:: RAW DATA
PR #809, opened 2019-12-12
Window maximize

fireclawthefox:
Integrated the feature of maximizing Panda3D windows from source and config property


rdb:
This looks good, how much testing did you do?  I see you modified the Cocoa bits as well, did you test on macOS?

fireclawthefox:
I mainly tested the Linux build for everything that came to my mind how one could change the maximize state. There was some testing for Windows from another user. I may be able to test some more on Windows later too.
For now there were no one who could have tested the MacOS Version. I don't own this system and back when I asked on irc/discord no Mac users seemed to be there.

rdb:
Thanks!  Merged with fixes.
::::
AIM OF THE TASK: Stop after the line containing "I mainly tested": print exactly the lines from the start of the entries above up to it, that line included.

COMPLETED EXERCISE:
PR #809, opened 2019-12-12
Window maximize

fireclawthefox:
Integrated the feature of maximizing Panda3D windows from source and config property


rdb:
This looks good, how much testing did you do?  I see you modified the Cocoa bits as well, did you test on macOS?

fireclawthefox:
I mainly tested the Linux build for everything that came to my mind how one could change the maximize state. There was some testing for Windows from another user. I may be able to test some more on Windows later too.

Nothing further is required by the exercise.